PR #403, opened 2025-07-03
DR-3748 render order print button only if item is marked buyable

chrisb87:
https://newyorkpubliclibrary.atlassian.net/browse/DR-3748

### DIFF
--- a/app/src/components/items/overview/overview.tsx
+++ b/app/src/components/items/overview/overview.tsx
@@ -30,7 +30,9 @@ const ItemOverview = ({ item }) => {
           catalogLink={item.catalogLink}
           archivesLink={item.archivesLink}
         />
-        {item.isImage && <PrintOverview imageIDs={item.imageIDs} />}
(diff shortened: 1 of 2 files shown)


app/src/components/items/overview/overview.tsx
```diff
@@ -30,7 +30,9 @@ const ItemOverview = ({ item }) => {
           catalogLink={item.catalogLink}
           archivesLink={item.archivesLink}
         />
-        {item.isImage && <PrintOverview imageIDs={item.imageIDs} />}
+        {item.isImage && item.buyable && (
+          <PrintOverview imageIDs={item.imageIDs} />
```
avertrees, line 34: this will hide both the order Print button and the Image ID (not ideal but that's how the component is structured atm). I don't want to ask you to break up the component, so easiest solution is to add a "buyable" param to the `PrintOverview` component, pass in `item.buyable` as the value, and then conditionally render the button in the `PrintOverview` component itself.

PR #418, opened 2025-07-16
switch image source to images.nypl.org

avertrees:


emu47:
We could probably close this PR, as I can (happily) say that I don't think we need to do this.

————

Restate the data above in full, word for word.

▶ _SOLUTION FOR THIS EXERCISE_:
PR #403, opened 2025-07-03
DR-3748 render order print button only if item is marked buyable

chrisb87:
https://newyorkpubliclibrary.atlassian.net/browse/DR-3748

### DIFF
--- a/app/src/components/items/overview/overview.tsx
+++ b/app/src/components/items/overview/overview.tsx
@@ -30,7 +30,9 @@ const ItemOverview = ({ item }) => {
           catalogLink={item.catalogLink}
           archivesLink={item.archivesLink}
         />
-        {item.isImage && <PrintOverview imageIDs={item.imageIDs} />}
(diff shortened: 1 of 2 files shown)


app/src/components/items/overview/overview.tsx
```diff
@@ -30,7 +30,9 @@ const ItemOverview = ({ item }) => {
           catalogLink={item.catalogLink}
           archivesLink={item.archivesLink}
         />
-        {item.isImage && <PrintOverview imageIDs={item.imageIDs} />}
+        {item.isImage && item.buyable && (
+          <PrintOverview imageIDs={item.imageIDs} />
```
avertrees, line 34: this will hide both the order Print button and the Image ID (not ideal but that's how the component is structured atm). I don't want to ask you to break up the component, so easiest solution is to add a "buyable" param to the `PrintOverview` component, pass in `item.buyable` as the value, and then conditionally render the button in the `PrintOverview` component itself.

PR #418, opened 2025-07-16
switch image source to images.nypl.org

avertrees:


emu47:
We could probably close this PR, as I can (happily) say that I don't think we need to do this.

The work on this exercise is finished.